### [EXERCISE DIRECTIONS]
Write the data below out again, unchanged.

### [RECORDS FOR THE EXERCISE]
PR #769, opened 2018-06-26
Lock the image tag for release 0.6.

hao1939:
Lock the docker images tags used for release 0.6 to 'pai-0.6.y'.

@fanyangCS @hwuu please take a look.

### DIFF
--- a/pai-management/doc/how-to-write-pai-configuration.md
+++ b/pai-management/doc/how-to-write-pai-configuration.md
@@ -185,7 +185,7 @@ cluster:
     - ```docker-registry-domain```: E.g., gcr.io. If public，fill docker_registry_domain with the word "public".
     - ```docker-username```: The account of the docker registry
     - ```docker-password```: The password of the account
-    - ```docker-tag```: The image tag of the service. You could set the version here. Or just set latest here.
+    - ```docker-tag```: The image tag of the service, which should match the PAI release version, for example: `pai-0.6.y` for the release 0.6. Or use `latest` for the latest code.
     - ```secret-name```: Must be lower case, e.g., regsecret. The name of the secret in Kubernetes will be created for your cluster.
 
 Note that we provide a read-only public docker registry on DockerHub for official releases. To use this docker registry, th `docker-registry-info` section should be configured as follows, leaving `docker-username` and `docker-password` commented:
@@ -196,7 +196,7 @@ docker-registry-info:
   - docker-registry-domain: docker.io
   #- docker-username: <n/a>
   #- docker-password: <n/a>
-  - docker-tag: latest # or a specific version, i.e. 0.5.0.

### [YOUR SOLUTION]
PR #769, opened 2018-06-26
Lock the image tag for release 0.6.

hao1939:
Lock the docker images tags used for release 0.6 to 'pai-0.6.y'.

@fanyangCS @hwuu please take a look.

### DIFF
--- a/pai-management/doc/how-to-write-pai-configuration.md
+++ b/pai-management/doc/how-to-write-pai-configuration.md
@@ -185,7 +185,7 @@ cluster:
     - ```docker-registry-domain```: E.g., gcr.io. If public，fill docker_registry_domain with the word "public".
     - ```docker-username```: The account of the docker registry
     - ```docker-password```: The password of the account
-    - ```docker-tag```: The image tag of the service. You could set the version here. Or just set latest here.
+    - ```docker-tag```: The image tag of the service, which should match the PAI release version, for example: `pai-0.6.y` for the release 0.6. Or use `latest` for the latest code.
     - ```secret-name```: Must be lower case, e.g., regsecret. The name of the secret in Kubernetes will be created for your cluster.
 
 Note that we provide a read-only public docker registry on DockerHub for official releases. To use this docker registry, th `docker-registry-info` section should be configured as follows, leaving `docker-username` and `docker-password` commented:
@@ -196,7 +196,7 @@ docker-registry-info:
   - docker-registry-domain: docker.io
   #- docker-username: <n/a>
   #- docker-password: <n/a>
-  - docker-tag: latest # or a specific version, i.e. 0.5.0.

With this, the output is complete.